@BrizaSince I'm the one who initially brought it up, I'm going to paraphrase from "eastern Europe in the 20th Century" by RJ Crampton, which contains one of the best single chapter analyses of fascism.
"Fascism is not easily defined. It has no corpus of ideology similar to the canons of marxism-leninism. It is a phenomenon of action rather than ideas: A hungargian who interviewed peasants involved in fascism reported "We fight for the Idea", but were unable to tell what the 'Idea' actually was. All that the fascists could really say was that they were for an authoritarian state whose function in most cases was to protect and foster the interests of its dominant nation: the state was usually corporate in nature. Fascist movements demand control and discipline of society and of themselves. Fascism is also at least as strong in its antipathies as in its sympathies; feeding on hatred and fear more readily than on benevolence and magnanimity. Fascists in general are anti-socialist, anti-communist, anti-semite, anti-rational rather than pro-anything, though there are always corollaries and the national concept and its lineage form the heart of fascist ideology. The Rome congress of Fascists declared:
The nation is not merely the sum total of living individuals, nor the instrument of parties for their own ends, but an organism comprising the unlimited series of generations of which individuals are merely transient elements; it is the supreme synthesis of all the material and non-material values of the race.

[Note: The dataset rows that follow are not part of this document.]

PR #3341, opened 2026-09-07
fix(sql): disambiguate MySQL and PostgreSQL fallback detection

loveRhythm1990:
## Summary

While using OBI to monitor MatrixOne's MySQL-protocol traffic, we found that some requests were misidentified as PostgreSQL. MySQL QUERY, PREPARE, and EXECUTE packets of certain lengths match both protocols' header heuristics, and the existing detection order prefers PostgreSQL.

This change corrects the minimum PostgreSQL message length and, when both headers match, validates the structure of the first complete PostgreSQL message rather than simply reversing detection order. Validation stays within that message's declared boundary, allowing subsequent pipelined messages in the same buffer. These changes address the same classification bug: the length check alone does not resolve PREPARE/EXECUTE collisions.

For truncated captures that cannot be disambiguated, the existing PostgreSQL classification is retained. Returning Generic would suppress SQL extraction with heuristic detection disabled by default. This preserves existing behavior but does not eliminate all protocol misclassification for truncated packets.

The change affects generic TCP fallback detection, not dispatch for protocols already classified by the kernel. Bind format-code reading is shared with the extraction path; invalid formats are rejected, while extraction still tolerates truncated parameter values. No new connection cache or configuration is introduced.

## Validation

- [x] If this enhances / fixes / changes a core feature, I have updated the [features documentation](https://github.com/open-telemetry/opentelemetry-ebpf-instrumentation/blob/main/devdocs/features.md) and [support matrix](https://github.com/open-telemetry/opentelemetry-ebpf-instrumentation/blob/main/SUPPORT_MATRIX.md) as needed. No updates needed: this corrects fallback classification within existing protocol support.

Regression tests cover:
- MySQL QUERY, PREPARE, and EXECUTE length collisions, including the six PREPARE/EXECUTE cases with payload lengths 66, 67, and 81.
- Reverse-direction PostgreSQL Q/C/B header collisions, pipelined and truncated captures, Bind structure, and frontend Close messages.
- Span generation for truncated queries with heuristic detection disabled. Restoring the Generic downgrade makes all five affected span-level cases fail.

Passed locally (Go 1.26.2, GOTOOLCHAIN=local):
- `go test -p 2 -mod=readonly ./pkg/ebpf/common -count=1 -timeout=120s`
- `go tool -modfile=internal/tools/go.mod golangci-lint run ./pkg/ebpf/common --timeout=6m`
- `GOOS=linux GOARCH=amd64 CGO_ENABLED=0 go build -p 2 -mod=readonly ./pkg/ebpf/common`

Validation was scoped to the affected package; no cluster end-to-end test was run for this patch.

## AI assistance

Codex assisted with the implementation and tests. I reviewed the code and regression tests and understand the protocol disambiguation approach and the truncated-capture trade-off. Codex also assisted with translating and preparing this description.

### DIFF
--- a/pkg/ebpf/common/sql_detect_transform.go
+++ b/pkg/ebpf/common/sql_detect_transform.go
@@ -13,14 +13,11 @@ import (
 func sqlKind(b *largebuf.LargeBuffer) request.SQLKind {
 	if isPostgres(b) {
 		if isMySQL(b) {
-			size, _ := b.I32BEAt(1)
-			if int(size)+1 > b.Len() {
-				// A truncated, ambiguous header cannot establish either protocol.
-				return request.DBGeneric
-			}
-			if !validPostgresSQLBody(b) {
+			if postgresSQLBodyStatus(b) == postgresBodyInvalid {
 				return request.DBMySQL
 			}
+			// Retain the existing PG fallback for incomplete captures. Generic
+			// would suppress SQL extraction when heuristic detection is disabled.
 		}
 		return request.DBPostgres
 	}
--- a/pkg/ebpf/common/sql_detect_transform.go
+++ b/pkg/ebpf/common/sql_detect_transform.go
@@ -12,6 +12,16 @@ import (
 
 func sqlKind(b *largebuf.LargeBuffer) request.SQLKind {
 	if isPostgres(b) {
+		if isMySQL(b) {
+			size, _ := b.I32BEAt(1)
+			if int(size)+1 > b.Len() {
+				// A truncated, ambiguous header cannot establish either protocol.
+				return request.DBGeneric
+			}
+			if !validPostgresSQLBody(b) {
+				return request.DBMySQL
+			}
+		}
 		return request.DBPostgres
 	}
 	if isMySQL(b) {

As a result of all of this, Fascism most commonly manifests as an authoritarian corporatist state, almost always dictatorial de jure or de facto, with an emphasis first on race and nation, and then in opposition to those factions and ideas which appear to oppose the ideas of race and nation, whether they actually do or not. It forms an ideology of action, most commonly birthed from stagnancy and appeals in giving simple answers to complex problems while fostering a feeling of belonging and purpose to those dispossessed by previous formations of nationhood."